### WHAT YOU NEED TO DO
Go through the entries below and count the lines where the word "invalid" appears; give only the count.

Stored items
= Beginning of Section =

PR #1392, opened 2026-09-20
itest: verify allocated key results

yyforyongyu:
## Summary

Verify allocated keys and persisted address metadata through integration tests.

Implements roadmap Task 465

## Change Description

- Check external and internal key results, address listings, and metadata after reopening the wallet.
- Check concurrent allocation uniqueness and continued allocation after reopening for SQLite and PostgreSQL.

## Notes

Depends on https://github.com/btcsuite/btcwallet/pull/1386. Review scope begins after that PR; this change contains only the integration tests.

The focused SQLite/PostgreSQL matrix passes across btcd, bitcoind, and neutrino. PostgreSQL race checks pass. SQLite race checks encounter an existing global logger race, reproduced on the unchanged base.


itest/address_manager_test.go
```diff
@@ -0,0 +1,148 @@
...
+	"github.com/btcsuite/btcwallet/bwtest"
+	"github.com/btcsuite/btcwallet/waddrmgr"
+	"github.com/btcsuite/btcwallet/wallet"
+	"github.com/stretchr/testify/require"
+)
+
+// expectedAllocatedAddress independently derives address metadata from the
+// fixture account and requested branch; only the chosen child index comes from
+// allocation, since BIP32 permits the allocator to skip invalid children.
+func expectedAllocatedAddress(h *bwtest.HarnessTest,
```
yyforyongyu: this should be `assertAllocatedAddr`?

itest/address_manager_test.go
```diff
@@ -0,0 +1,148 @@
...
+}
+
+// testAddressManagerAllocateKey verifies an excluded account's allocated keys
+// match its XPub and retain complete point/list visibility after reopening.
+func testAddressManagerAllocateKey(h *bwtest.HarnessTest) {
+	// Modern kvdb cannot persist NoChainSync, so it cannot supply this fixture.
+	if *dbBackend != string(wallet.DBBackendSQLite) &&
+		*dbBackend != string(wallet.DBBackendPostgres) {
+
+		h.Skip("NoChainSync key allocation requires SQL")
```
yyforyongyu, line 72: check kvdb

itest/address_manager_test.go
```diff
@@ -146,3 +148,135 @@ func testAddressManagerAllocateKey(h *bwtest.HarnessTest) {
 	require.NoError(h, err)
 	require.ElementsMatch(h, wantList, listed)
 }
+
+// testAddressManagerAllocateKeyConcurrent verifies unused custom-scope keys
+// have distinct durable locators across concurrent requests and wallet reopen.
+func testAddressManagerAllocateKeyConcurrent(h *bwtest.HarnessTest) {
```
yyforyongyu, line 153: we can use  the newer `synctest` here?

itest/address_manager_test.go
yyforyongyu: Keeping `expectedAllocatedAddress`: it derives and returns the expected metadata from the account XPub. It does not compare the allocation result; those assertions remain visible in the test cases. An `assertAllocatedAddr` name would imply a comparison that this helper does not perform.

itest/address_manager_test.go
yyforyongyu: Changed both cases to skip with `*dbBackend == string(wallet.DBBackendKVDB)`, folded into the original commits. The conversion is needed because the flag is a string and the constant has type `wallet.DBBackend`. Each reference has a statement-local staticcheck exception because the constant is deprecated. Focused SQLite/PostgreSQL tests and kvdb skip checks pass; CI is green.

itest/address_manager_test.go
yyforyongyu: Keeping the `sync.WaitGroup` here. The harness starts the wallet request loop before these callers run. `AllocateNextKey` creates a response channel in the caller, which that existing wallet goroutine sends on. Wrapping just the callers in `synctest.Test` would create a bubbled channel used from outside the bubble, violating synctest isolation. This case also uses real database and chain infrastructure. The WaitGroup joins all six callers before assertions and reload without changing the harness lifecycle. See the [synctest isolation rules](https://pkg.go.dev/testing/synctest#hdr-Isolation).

= End of Section =
= Beginning of Section =

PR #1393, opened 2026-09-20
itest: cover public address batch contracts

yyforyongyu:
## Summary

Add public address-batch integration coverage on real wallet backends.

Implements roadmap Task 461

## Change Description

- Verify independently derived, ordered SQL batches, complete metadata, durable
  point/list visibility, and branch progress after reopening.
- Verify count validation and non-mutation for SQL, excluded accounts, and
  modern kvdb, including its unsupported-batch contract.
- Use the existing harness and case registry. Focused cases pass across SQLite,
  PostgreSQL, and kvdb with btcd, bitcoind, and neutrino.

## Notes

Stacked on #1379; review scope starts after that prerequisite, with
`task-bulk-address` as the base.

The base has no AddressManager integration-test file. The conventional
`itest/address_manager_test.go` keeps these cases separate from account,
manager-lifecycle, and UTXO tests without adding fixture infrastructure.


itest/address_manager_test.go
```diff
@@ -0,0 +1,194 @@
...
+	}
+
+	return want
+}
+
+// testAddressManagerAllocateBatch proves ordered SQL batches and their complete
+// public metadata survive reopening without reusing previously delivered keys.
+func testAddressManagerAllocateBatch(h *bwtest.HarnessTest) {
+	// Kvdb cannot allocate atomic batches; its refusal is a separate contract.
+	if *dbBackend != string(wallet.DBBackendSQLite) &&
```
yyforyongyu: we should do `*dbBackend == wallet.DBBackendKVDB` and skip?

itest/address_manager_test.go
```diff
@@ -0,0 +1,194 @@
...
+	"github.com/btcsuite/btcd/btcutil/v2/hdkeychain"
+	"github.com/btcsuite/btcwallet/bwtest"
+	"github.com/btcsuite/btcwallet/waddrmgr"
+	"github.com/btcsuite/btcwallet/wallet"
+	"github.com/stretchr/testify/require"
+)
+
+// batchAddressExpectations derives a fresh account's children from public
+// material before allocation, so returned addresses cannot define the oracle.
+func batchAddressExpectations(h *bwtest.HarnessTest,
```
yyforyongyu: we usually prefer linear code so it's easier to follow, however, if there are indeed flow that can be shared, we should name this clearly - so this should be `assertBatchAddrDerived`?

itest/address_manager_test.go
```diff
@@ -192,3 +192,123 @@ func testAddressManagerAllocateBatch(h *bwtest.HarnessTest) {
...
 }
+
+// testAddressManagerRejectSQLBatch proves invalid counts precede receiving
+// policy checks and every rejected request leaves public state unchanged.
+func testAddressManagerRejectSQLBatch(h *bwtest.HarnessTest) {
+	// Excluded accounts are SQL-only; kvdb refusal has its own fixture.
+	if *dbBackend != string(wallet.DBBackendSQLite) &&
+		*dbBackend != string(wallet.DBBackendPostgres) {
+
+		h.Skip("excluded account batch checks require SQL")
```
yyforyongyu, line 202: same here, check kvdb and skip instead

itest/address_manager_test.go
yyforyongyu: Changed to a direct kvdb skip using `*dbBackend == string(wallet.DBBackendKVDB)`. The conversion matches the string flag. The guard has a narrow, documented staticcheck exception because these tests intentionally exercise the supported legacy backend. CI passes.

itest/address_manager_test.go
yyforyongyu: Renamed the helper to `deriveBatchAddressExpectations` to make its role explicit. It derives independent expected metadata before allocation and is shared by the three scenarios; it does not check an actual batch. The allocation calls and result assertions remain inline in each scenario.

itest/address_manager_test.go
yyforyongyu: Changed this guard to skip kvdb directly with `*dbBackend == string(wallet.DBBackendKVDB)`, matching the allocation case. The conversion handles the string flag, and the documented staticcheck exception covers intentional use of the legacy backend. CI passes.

= End of Section =

### TASK SOLUTION
2